» Task: Repeat the stretch of entries below from the line with "I added a small" through the line with "Out of interest, if". Include both ends and add nothing.

» Data to process:

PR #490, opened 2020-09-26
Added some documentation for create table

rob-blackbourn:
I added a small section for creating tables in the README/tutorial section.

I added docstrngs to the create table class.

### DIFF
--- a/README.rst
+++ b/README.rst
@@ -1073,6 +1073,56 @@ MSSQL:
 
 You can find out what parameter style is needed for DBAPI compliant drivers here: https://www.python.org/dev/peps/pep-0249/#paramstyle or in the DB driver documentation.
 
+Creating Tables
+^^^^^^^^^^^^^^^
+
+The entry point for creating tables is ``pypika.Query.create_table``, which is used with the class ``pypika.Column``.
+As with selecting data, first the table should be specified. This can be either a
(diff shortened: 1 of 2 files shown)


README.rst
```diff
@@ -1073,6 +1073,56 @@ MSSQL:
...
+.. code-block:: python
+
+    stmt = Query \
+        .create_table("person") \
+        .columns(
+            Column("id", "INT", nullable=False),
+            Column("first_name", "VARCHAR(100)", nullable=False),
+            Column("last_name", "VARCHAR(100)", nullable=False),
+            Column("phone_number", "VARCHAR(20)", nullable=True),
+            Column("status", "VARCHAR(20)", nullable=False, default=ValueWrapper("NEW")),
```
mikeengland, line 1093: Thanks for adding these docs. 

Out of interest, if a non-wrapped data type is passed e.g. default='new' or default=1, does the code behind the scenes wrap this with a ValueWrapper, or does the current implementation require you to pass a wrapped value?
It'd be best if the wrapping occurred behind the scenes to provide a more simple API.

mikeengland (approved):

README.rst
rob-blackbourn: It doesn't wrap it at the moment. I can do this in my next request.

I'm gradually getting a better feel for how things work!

...

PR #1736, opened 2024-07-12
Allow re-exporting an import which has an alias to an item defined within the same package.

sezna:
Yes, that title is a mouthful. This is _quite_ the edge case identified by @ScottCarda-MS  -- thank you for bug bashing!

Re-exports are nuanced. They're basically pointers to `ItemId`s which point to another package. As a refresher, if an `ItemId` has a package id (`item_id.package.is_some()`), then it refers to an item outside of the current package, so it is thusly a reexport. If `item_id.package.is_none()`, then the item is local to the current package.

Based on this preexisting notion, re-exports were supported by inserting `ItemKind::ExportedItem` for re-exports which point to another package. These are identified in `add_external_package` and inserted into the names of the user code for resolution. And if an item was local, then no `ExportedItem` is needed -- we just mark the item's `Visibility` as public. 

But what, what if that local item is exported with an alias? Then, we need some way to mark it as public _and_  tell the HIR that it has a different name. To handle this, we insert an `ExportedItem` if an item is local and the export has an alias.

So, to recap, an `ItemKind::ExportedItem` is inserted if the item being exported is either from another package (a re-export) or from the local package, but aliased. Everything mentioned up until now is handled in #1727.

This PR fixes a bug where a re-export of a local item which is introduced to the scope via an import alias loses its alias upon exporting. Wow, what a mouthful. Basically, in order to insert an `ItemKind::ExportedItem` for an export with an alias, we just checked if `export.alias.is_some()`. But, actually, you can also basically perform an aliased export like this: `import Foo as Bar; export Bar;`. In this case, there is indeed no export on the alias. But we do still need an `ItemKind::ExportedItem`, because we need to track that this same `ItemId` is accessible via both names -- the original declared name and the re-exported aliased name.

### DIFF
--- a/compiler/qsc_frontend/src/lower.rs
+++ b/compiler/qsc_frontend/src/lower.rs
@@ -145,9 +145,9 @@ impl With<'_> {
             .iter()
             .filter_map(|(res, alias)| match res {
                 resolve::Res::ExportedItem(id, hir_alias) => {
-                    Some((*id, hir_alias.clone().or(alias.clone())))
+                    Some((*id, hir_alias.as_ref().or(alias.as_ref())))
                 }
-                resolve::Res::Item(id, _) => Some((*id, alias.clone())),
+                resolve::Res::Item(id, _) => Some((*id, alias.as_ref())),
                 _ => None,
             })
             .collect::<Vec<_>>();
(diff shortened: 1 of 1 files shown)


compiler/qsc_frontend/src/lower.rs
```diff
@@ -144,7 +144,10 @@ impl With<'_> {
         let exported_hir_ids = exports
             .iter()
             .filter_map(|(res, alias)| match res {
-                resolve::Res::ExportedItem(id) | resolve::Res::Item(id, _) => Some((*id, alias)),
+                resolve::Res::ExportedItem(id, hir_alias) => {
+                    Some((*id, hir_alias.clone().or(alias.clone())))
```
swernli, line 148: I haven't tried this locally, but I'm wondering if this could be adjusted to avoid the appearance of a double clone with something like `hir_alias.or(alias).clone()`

» Task response:
I added a small section for creating tables in the README/tutorial section.

I added docstrngs to the create table class.

### DIFF
--- a/README.rst
+++ b/README.rst
@@ -1073,6 +1073,56 @@ MSSQL:
 
 You can find out what parameter style is needed for DBAPI compliant drivers here: https://www.python.org/dev/peps/pep-0249/#paramstyle or in the DB driver documentation.
 
+Creating Tables
+^^^^^^^^^^^^^^^
+
+The entry point for creating tables is ``pypika.Query.create_table``, which is used with the class ``pypika.Column``.
+As with selecting data, first the table should be specified. This can be either a
(diff shortened: 1 of 2 files shown)


README.rst
```diff
@@ -1073,6 +1073,56 @@ MSSQL:
...
+.. code-block:: python
+
+    stmt = Query \
+        .create_table("person") \
+        .columns(
+            Column("id", "INT", nullable=False),
+            Column("first_name", "VARCHAR(100)", nullable=False),
+            Column("last_name", "VARCHAR(100)", nullable=False),
+            Column("phone_number", "VARCHAR(20)", nullable=True),
+            Column("status", "VARCHAR(20)", nullable=False, default=ValueWrapper("NEW")),
```
mikeengland, line 1093: Thanks for adding these docs. 

Out of interest, if a non-wrapped data type is passed e.g. default='new' or default=1, does the code behind the scenes wrap this with a ValueWrapper, or does the current implementation require you to pass a wrapped value?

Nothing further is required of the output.